Make the Fuller Court Great Again
Excellent post about the civil rights legacy of Justice I Want Donald Trump To Pick My Successor and the four other members of the Roberts gang:
The Republican Party, Trump administration and Roberts Court playbook relies on Williams, not Korematsu. In Korematsu, the Roosevelt administration explicitly declared that they had reasons to discriminate against Japanese-Americans. The issue was when admitted racial discrimination was constitutional. In Williams, state lawyers smirked as they told the Supreme Court that state laws were designed to prevent the ignorant and criminals from voting, not persons of color. Trump lawyers wore the same smirk on their faces when they told the Supreme Court that travel ban was aimed at terrorists, not Muslims, that there was no discrimination going on. The issue was when the court should find racial discrimination Chief Justice John Roberts and company blandly agreed the purpose of a law was what the lawyer said the purpose was, not the lawmaker. Just as McKenna insisted that the court should ignore speeches by Knox and others stating that the purpose of voting restrictions was to restore white supremacy, so the conservative majority on the Supreme Court insisted that good justices should ignore Trump’s tweets stating that he had ordered a Muslim ban. If the politicians were not pure, at least their texts were.
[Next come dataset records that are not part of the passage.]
PR #1579, opened 2026-05-23
fix(translation): force block X/Twitter tweet text via DOM rules

irandoku:
## Problem

X/Twitter tweet text is rendered under `[data-testid="tweetText"]` with nested inline elements. In bilingual translation mode, the translation and original text appear merged without clear paragraph separation.

## Root Cause

`unwrapDeepestOnlyHTMLChild()` (called inside `translateNodesBilingualMode`) unwraps `targetNode` from the `tweetText` container to its inner `<span>` when the container has exactly one HTML child and no text children.

After unwrapping, `isCustomForceBlockTranslation(targetNode)` checks the inner `<span>` against the selector — which does not match `[data-testid="tweetText"]` — so the force-block flag is never set, and `addInlineTranslation` is called instead of `addBlockTranslation`.

## Why `[data-testid="tweetText"] *` broke layout

The `*` descendant selector matched every descendant inside `tweetText`, causing each inline child to be force-blocked individually. This turned every word/phrase into a separate block with its own `<br>`, breaking tweet layout.

## Fix: `:only-child` selector

```typescript
"x.com": [
  "[data-testid=\"tweetText\"]",
  "[data-testid=\"tweetText\"] > span:only-child",
],
"twitter.com": [
  "[data-testid=\"tweetText\"]",
  "[data-testid=\"tweetText\"] > span:only-child",
],
```

- `[data-testid="tweetText"]` — matches the container itself (handles the case where `targetNode` stays as the container)
- `[data-testid="tweetText"] > span:only-child` — matches the inner `<span>` only when it is the sole child of the container (handles the `unwrapDeepestOnlyHTMLChild` case)

The `:only-child` pseudo-class ensures this selector only activates when `unwrapDeepestOnlyHTMLChild` would unwrap to the inner span. For tweets with multiple children (e.g. with images, emojis, or multiple text segments), `:only-child` does not match, and the container is translated as a whole — avoiding the layout breakage from `*`.

## Changed files

- `src/utils/constants/dom-rules.ts` (+8 lines) — add X/Twitter entries to `CUSTOM_FORCE_BLOCK_TRANSLATION_SELECTOR_MAP`

## Verification

- [x] Pre-push checks: lint, type-check, test suite all pass
- [x] Local Chrome MV3 build installed and tested on X/Twitter
- [x] Random blind test on multiple X/Twitter posts — original and translated text correctly separated with `<br>`
- [x] Verified with browser DevTools: translation wrapper uses `read-frog-translated-block-content` (not `inline-content`)
- [x] Only changes DOM rules file — no changes to walker, filter, or translation insertion behavior

### DIFF
--- a/src/utils/constants/dom-rules.ts
+++ b/src/utils/constants/dom-rules.ts
@@ -168,4 +168,12 @@ export const CUSTOM_FORCE_BLOCK_TRANSLATION_SELECTOR_MAP: Record<string, string[
   "www.youtube.com": [
     "yt-attributed-string > span",
   ],
+  "x.com": [
+    "[data-testid=\"tweetText\"]",
+    "[data-testid=\"tweetText\"] > span:only-child",
+  ],
+  "twitter.com": [
+    "[data-testid=\"tweetText\"]",
+    "[data-testid=\"tweetText\"] > span:only-child",
+  ],
 }


irandoku:
Screenshot of the issue on an @elonmusk tweet — English original and Chinese translation merged without paragraph separation:

irandoku:
Capture_2026-05-24_03-22-53_AM

Screenshot of the issue: English original and Chinese translation merged without paragraph separation on X/Twitter. See PR description for full analysis.

mengxi-ream:
The only fix way to accept is to change the dom rule file. Don't change the walking algorithm which break other sites style

irandoku:
You were right. I reworked this PR so it only changes the DOM rule file behavior surface.

The nested tweet text case can be handled by expanding the X/Twitter selector to include descendants:

- `[data-testid="tweetText"]`
- `[data-testid="tweetText"] *`

This avoids changing `isCustomForceBlockTranslation`, the walker, or translation insertion behavior. I also verified it with a local Chrome MV3 build on X/Twitter; bilingual translation now separates the original tweet text and translated text correctly.

mengxi-ream (changes requested):
CleanShot 2026-05-25 at 23 12 09@2x
you rule breaks the style

irandoku:
Updated this PR with a new approach that fixes the issue without breaking tweet layout.

**Key finding:** The root cause is `unwrapDeepestOnlyHTMLChild()` — it unwraps `targetNode` from the `tweetText` container to its inner `<span>` (when the container has exactly one HTML child). After unwrapping, `[data-testid="tweetText"]` no longer matches the targetNode, so force-block is never triggered.

**New selector:** Instead of `*` (which matched all descendants and broke layout), I use `[data-testid="tweetText"] > span:only-child` — this only matches the inner span when it is the sole child, which is exactly the case where `unwrapDeepestOnlyHTMLChild` unwraps to it. For tweets with multiple children (images, emojis, etc.), `:only-child` does not match, so there is no layout breakage.

**Changed files:** Only `src/utils/constants/dom-rules.ts` (+8 lines). No changes to walker, filter, or translation insertion.

Tested with random blind tests on multiple X/Twitter posts — all working correctly.

mengxi-ream:
Because this PR introduced some new bugs, we don't fully trust it and have decided not to merge it for now.

Instead, we will launch a comprehensive rule system by the end of this year, with a particular focus on improving the translation experience for Twitter.

Thank you for the efforts!

irandoku:
Thanks for the clear explanation @mengxi-ream. Totally understand — quality and stability come first, and a comprehensive rule system for Twitter translation sounds like the right long-term direction. Happy to help test or contribute when that work kicks off. Thanks for the review!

Roberts Court doctrine, if anything, is far friendlier to racial subterfuge than Fuller Court doctrine. The Fuller Court in case after case simply declared that persons of color had not proved racial discrimination. The Roberts Court adopts standards that make proving racial discrimination practically impossible. Samuel Alito’s opinion in Abbott v. Perez (2018) insisted that because racism is so evil, courts must make every presumption that such luminaries as John Knox and his descendants have not engaged in racist actions, even when they tell us they are (or lower federal courts find clear evidence of discrimination). White supremacists in the post-bellum South could only dream of such judicial solicitude
Korematsu and Williams frame Justice Anthony Kennedy’s legacy on the Supreme Court. Kennedy loved liberty and, to a lesser extent, equality in the abstract, but not in their common manifestations. He would strike down direct challenges to constitutional values, but throughout his tenure was uninterested in combatting efforts to circumvent the rights he celebrated in the abstract. He might well have dissented in Korematsu, [if so, only because it was a Democratic President –ed.] but would have happily joined the majority opinion in Williams. He, like the Chief Justice, believe that “the best way to stop discriminating is to stop calling discrimination “discrimination.””
This has been the cost common strategy for white supremacists after the Civil War — discriminate through formally race-neutral means, and then have the judiciary create subconstitutional rules that make even the most obvious and egregious racial discrimination impossible to prove. The Roberts Gang has mastered it, and while Kennedy leaving won’t make this significantly worse in the short term because he was terrible on these issues as on many others, it will further entrench it.
Of course, the Roberts Court is also the heir to the Melville Court when it comes to labor.